Who is Debugging the Debuggers? Exposing Debug Information Bugs in Optimized Binaries

Giuseppe Antonio Di Luna, Davide Italiano, Luca Massarelli, Sebastian Osterlund, Cristiano Giuffrida, Leonardo Querzoni

Despite the advancements in software testing, bugs still plague deployed software and result in crashes in production. When debugging issues -- sometimes caused by "heisenbugs" -- there is the need to interpret core dumps and reproduce the issue offline on the same binary deployed. This requires the entire toolchain (compiler, linker, debugger) to correctly generate and use debug information. Little attention has been devoted to checking that such information is correctly preserved by modern toolchains' optimization stages. This is particularly important as managing debug information in optimized production binaries is non-trivial, often leading to toolchain bugs that may hinder post-deployment debugging efforts. In this paper, we present Debug$^{2}$, a framework to find debug information bugs in modern toolchains. Our framework feeds random source programs to the target toolchain and surgically compares the debugging behavior of their optimized/unoptimized binary variants. Such differential analysis allows Debug$^{2}$ to check invariants at each debugging step and detect bugs from invariant violations.
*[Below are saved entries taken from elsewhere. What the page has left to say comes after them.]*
PR #269, opened 2021-09-30
Fixed CFLags for debug mode

s-bauer:
Fixing the behavior when using the `--enable-debug` flag -> the `CFLAGS` variable get's overwritten. Also logging out the `LDFLAGS` variable for debugging purposes.


olofhagsand:
Can you please add this in the documentation, eg as a PR here:
`https://clixon-docs.readthedocs.io/en/latest/install.html#configure-options`

PR #271, opened 2021-09-30
Added --without-sigaction option

s-bauer:
Even though QNX support the sigaction function, it does not support the `SA_RESTART` mode. The additional flag in the configure script allows passing `--without-sigaction` to disable the sigaction logic.


olofhagsand:
Can you please add this in the documentation, eg as a PR here:
`https://clixon-docs.readthedocs.io/en/latest/install.html#configure-options`

PR #272, opened 2021-09-30
Added QNX specific imports

s-bauer:
Fixed a few import issues with QNX. Is there a better way of conditionally configuring the imports? Maybe with autotools?

### DIFF
--- a/lib/clixon/clixon_stream.h
+++ b/lib/clixon/clixon_stream.h
@@ -58,6 +58,10 @@
  */
 #define EVENT_RFC5277_NAMESPACE "urn:ietf:params:xml:ns:netmod:notification"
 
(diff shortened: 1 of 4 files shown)


olofhagsand:
If possible, it would be better to make a generic check in autoconf, such as using eg:
https://www.gnu.org/software/autoconf/manual/autoconf-2.69/html_node/Generic-Headers.html#index-AC_005fCHECK_005fHEADER-580
The reason is that there may be other OS:s with the same location of where include files are. Once you start putting ifdef:s for specific OS:s, as the number of OS:s increase so will the complexity of ifdef:s.

olofhagsand:
Closing due to old age

PR #290, opened 2021-11-30
Ability to not show entire modules in cli by defining them in config file

shmuelnatan:
Let's say that we have the following yang files module1.yang and module2.yang.
`module module1 {
....
}`
`module module2 {
....
}`

If one doesn't want these modules to show in cli then he needs to define them in the config file as following 
`<CLICON_CLI_SHOW_EXCLUDE>module1 module2</CLICON_CLI_SHOW_EXCLUDE>`

Modules can be separated by space in config file.

### DIFF
--- a/apps/cli/cli_show.c
+++ b/apps/cli/cli_show.c
@@ -72,6 +72,15 @@
 #include "clixon_cli_api.h"
 #include "cli_common.h" /* internal functions */
 
+/* Finds module name of cxobj 
+ */
+static char* get_module_name_from_cxobj(cxobj* x) {
+    while (xml_spec(x) == NULL) {
+        x = xml_parent(x);
+    }
+    return yang_argument_get(ys_module(xml_spec(x)));
+}
+
 /*! Given an xpath encoded in a cbuf, append a second xpath into the first
  *
  * The method reuses prefixes from xpath1 if they exist, otherwise the module prefix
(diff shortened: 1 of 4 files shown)


olofhagsand:
Question: instead of filtering on each sub-level (ie calling get_module_name_from_cxobj) why not just filter out on the top-level? I.e. in yang2cli().
I can see this if you want to filter out all augments that inherit the namespace from the original module. Is that the reason or is there something else?

shmuelnatan:
> Question: instead of filtering on each sub-level (ie calling get_module_name_from_cxobj) why not just filter out on the top-level? I.e. in yang2cli(). I can see this if you want to filter out all augments that inherit the namespace from the original module. Is that the reason or is there something else?

I tried deleting modules on the top level (In yang2cli_yspec() function) for the show tree, but the program kept on crashing. Your suggestion makes sense but I don't know how to do this without causing a crash.

olofhagsand:
OK, let me come up with a patch proposal and see if it works for you. Hopefully such a solution would be less intrusive.

dima1308:
@olofhagsand may I ask you what the status of it?
Do you plan to send a patch proposal or do we want us to continue with this patch?

olofhagsand:
Ah yes, 
The reason I have not come back with a patch is I am currently working with a new API in this area, with the aim to be done in clixon 5.5.
It does not seem like a good idea to make a patch to 5.4 as I originally planned but instead ensure that this is possible in Clixon 5.5 with the new API.
Thanks for reminding

olofhagsand:
Closing this since Clixon 5.5 introduced a new API making this PR obsolete.
See https://clixon-docs.readthedocs.io/en/latest/cli.html#autocli

PR #3, opened 2018-11-30
Add NodeInfo Model

jjbuchan:
# Related PRs
https://github.com/racker/salus-telemetry-etcd-adapater/pull/1
https://github.com/racker/salus-telemetry-ambassador/pull/3
https://github.com/racker/salus-telemetry-model/pull/3

# What
An object to store general info about an envoy.

# Why

This is what will be stored under `/nodes/expected/...` and `/nodes/active/...` for the presence monitoring stuff.

### DIFF
--- a/src/main/java/com/rackspace/salus/telemetry/model/NodeInfo.java
+++ b/src/main/java/com/rackspace/salus/telemetry/model/NodeInfo.java
@@ -1,0 +1,49 @@
+/*
+ *    Copyright 2018 Rackspace US, Inc.
+ *
+ *    Licensed under the Apache License, Version 2.0 (the "License");
+ *    you may not use this file except in compliance with the License.
+ *    You may obtain a copy of the License at
+ *
+ *        http://www.apache.org/licenses/LICENSE-2.0
+ *
+ *    Unless required by applicable law or agreed to in writing, software
+ *    distributed under the License is distributed on an "AS IS" BASIS,
+ *    WITHOUT WARRANTIES OR CONDITIONS OF ANY KIND, either express or implied.
+ *    See the License for the specific language governing permissions and
+ *    limitations under the License.
+ *
+ *
+ */
+
+package com.rackspace.salus.telemetry.model;
+
+import javax.validation.constraints.NotBlank;
+import javax.validation.constraints.NotNull;
+import lombok.Data;
+
+import java.util.Map;
+
+@Data
+public class NodeInfo {
+    @NotBlank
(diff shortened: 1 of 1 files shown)


src/main/java/com/rackspace/salus/telemetry/model/NodeInfo.java
```diff
@@ -0,0 +1,47 @@
...
+    Map<String, String> labels;
+
+    @NotNull
+    String envoyId;
+
+    @NotBlank
+    String tenantId;
+
+    @NotBlank
+    SocketAddress address;
```
itzg: I would have been worried that JSON conversion of `SocketAddress` may not work, but I guess it must be since it is actually being used in the other modules.

jjbuchan: Yeah, I was kinda surprised by that too.  

Here's an example of what was in etcd

```
/nodes/active/6fa62b080764684d40ba0e029b17d102b54fd313e215062b1b9f319536532eee
{"identifier":"arch","identifierValue":"X86_64","labels":{"os":"DARWIN","hostname":"MV906GG8WL","arch":"X86_64"},"envoyId":"thisisatest","tenantId":"aaaaaa","address":"[0:0:0:0:0:0:0:1]:55851"}
```

GeorgeJahad: @jjbuchan Did you try deserializing it?

This is the error I get:
```
com.fasterxml.jackson.databind.exc.InvalidDefinitionException: Cannot construct instance of `java.net.SocketAddress` (no Creators, like default construct, exist): abstract types either need to be mapped to concrete types, have custom deserializer, or contain additional type information
 at [Source: (byte[])"{"identifier":"os","identifierValue":"LINUX","labels":{"os":"LINUX","arch":"X86_64"},"envoyId":"abcde","tenantId":"123456","address":"MNL1BHG3QR:1234"}"; line: 1, column: 134] (through reference chain: com.rackspace.salus.telemetry.model.NodeInfo["address"])
```
caused by this:
```
        nodeInfo = objectMapper.readValue(kv.getValue().getBytes(), NodeInfo.class);
```

jjbuchan: Fixed in https://github.com/racker/salus-telemetry-etcd-adapter/pull/3 and https://github.com/racker/salus-telemetry-model/pull/5

PR #5, opened 2018-12-05
Fix NodeInfo serialization

jjbuchan:
Cannot use an abstract class in these models.  Casting to `InetSocketAddress` works fine.

Fixed up the annotations as well as they were wrongly swapped for two values.

Other thoughts:
Yesterday I was thinking we might want to create these objects without yet seeing a connection, so I was going to change the address field to `Nullable`, but then that'd mean the envoyId should also be able to be null.  Decided not to do that yet until we know since it'd involve extra validations in other parts of the system.

### DIFF
--- a/src/main/java/com/rackspace/salus/telemetry/model/NodeInfo.java
+++ b/src/main/java/com/rackspace/salus/telemetry/model/NodeInfo.java
@@ -22,7 +22,7 @@ import javax.validation.constraints.NotBlank;
 import javax.validation.constraints.NotNull;
 import lombok.Data;
 
-import java.net.SocketAddress;
+import java.net.InetSocketAddress;
 import java.util.Map;
 
 @Data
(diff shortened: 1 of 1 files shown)


src/main/java/com/rackspace/salus/telemetry/model/NodeInfo.java
```diff
@@ -36,12 +36,12 @@
...
+    @NotBlank
     String envoyId;
 
     @NotBlank
     String tenantId;
 
-    @NotBlank
-    SocketAddress address;
+    @NotNull
+    InetSocketAddress address;
```
itzg: Now I'm wondering if we should just introduce our own simple "HostPort" data type.

jjbuchan: I'll merge for now since it's easy to change after.  This'll get things passing.

PR #15, opened 2019-01-02
Add resource crud functionality

jjbuchan:
# What

Adds some new `Resource` Entities and a CRUD Repository.

# Why

Allows us to perform crud operations on these objects.  We can now store them in SQL.

I purposely created a new Resource object to avoid interfering with the ResourceInfo that is currently stored in etcd.  Naming it `Resource` in the long run is probably better anyway.

# Testing
I've been testing manually with the ambassador, but this will be more relevant as we start to create the resource registration service.

When an envoy connects I can see this data:

```
mysql> select * from resources;
+----+-----------------+------------------+-----------+
| id | identifier_name | identifier_value | tenant_id |
+----+-----------------+------------------+-----------+
|  1 | hostname        | MV906GG8WL       | aaaaaa    |
+----+-----------------+------------------+-----------+
1 row in set (0.00 sec)

mysql> select * from labels;
+----+------------+------------+
| id | labels     | labels_key |
+----+------------+------------+
|  1 | DARWIN     | os         |
|  1 | MV906GG8WL | hostname   |
|  1 | X86_64     | arch       |
+----+------------+------------+
3 rows in set (0.00 sec)

```

# TODO

Eventually this repo should only consist of the data stored in SQL.  This gives us a good distinction for what goes in here vs. what might be stored in `etcd-adapter`

### DIFF
--- a/pom.xml
+++ b/pom.xml
@@ -18,8 +18,8 @@
   -->
 
 <project xmlns="http://maven.apache.org/POM/4.0.0"
-  xmlns:xsi="http://www.w3.org/2001/XMLSchema-instance"
-  xsi:schemaLocation="http://maven.apache.org/POM/4.0.0 http://maven.apache.org/xsd/maven-4.0.0.xsd">
+         xmlns:xsi="http://www.w3.org/2001/XMLSchema-instance"
+         xsi:schemaLocation="http://maven.apache.org/POM/4.0.0 http://maven.apache.org/xsd/maven-4.0.0.xsd">
   <modelVersion>4.0.0</modelVersion>
 
   <groupId>com.rackspace.salus</groupId>
@@ -49,6 +49,12 @@
       <groupId>javax.validation</groupId>
       <artifactId>validation-api</artifactId>
       <version>${javax-validation.version}</version>
+    </dependency>
+    <dependency>
+      <groupId>org.springframework.data</groupId>
+      <artifactId>spring-data-commons</artifactId>
+      <version>2.0.8.RELEASE</version>
+      <scope>compile</scope>
     </dependency>
 
   </dependencies>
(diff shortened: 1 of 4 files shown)


jjbuchan:
I have a `src/main/java/hibernate.cfg.xml` file locally, but it doesn't seem like it's needed.

pom.xml
```diff
@@ -18,54 +18,60 @@
   -->
 
 <project xmlns="http://maven.apache.org/POM/4.0.0"
-  xmlns:xsi="http://www.w3.org/2001/XMLSchema-instance"
```
jjbuchan: This didn't like me copy/pasting from github after the rebase conflict.  I'll deal with this file later once I verify everything else is still good.  I didn't have the `protocol` changes before pushing this.

src/main/java/com/rackspace/salus/telemetry/model/Resource.java
```diff
@@ -0,0 +1,50 @@
...
+public class Resource {
+    @Id
+    @GeneratedValue
+    Long id;
+
+    @Valid
+    ResourceIdentifier resourceIdentifier;
+
+    @ElementCollection
+    @CollectionTable(name="labels", joinColumns = @JoinColumn(name="id"))
```
itzg: I wonder if this join-like table will need to be named more specifically such as `resources_labels`. Since we'll have labels hanging off of some of our other data types, like Envoy and Monitor, we would need to name the tables distinctly since the `id` column of each refers back to their respective "owning" entity.

jjbuchan: I'm not sure, but it's a good idea to be more specific now just in case.  I'll change it.

jjbuchan:
@itzg i changed that one name.  Considered making some other tweaks but uncertain for now so will leave things until we're farther along.

An approval would be nice.  Realized I now need this for some other PRs :)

Our invariants are based on the (in)consistency of common debug entities, such as source lines, stack frames, and function arguments. We show that, while simple, this strategy yields powerful cross-toolchain and cross-language invariants, which can pinpoint several bugs in modern toolchains. We have used \n to find 23 bugs in the LLVM toolchain (clang/lldb), 8 bugs in the GNU toolchain (GCC/gdb), and 3 in the Rust toolchain (rustc/lldb) -- with 14 bugs already fixed by the developers.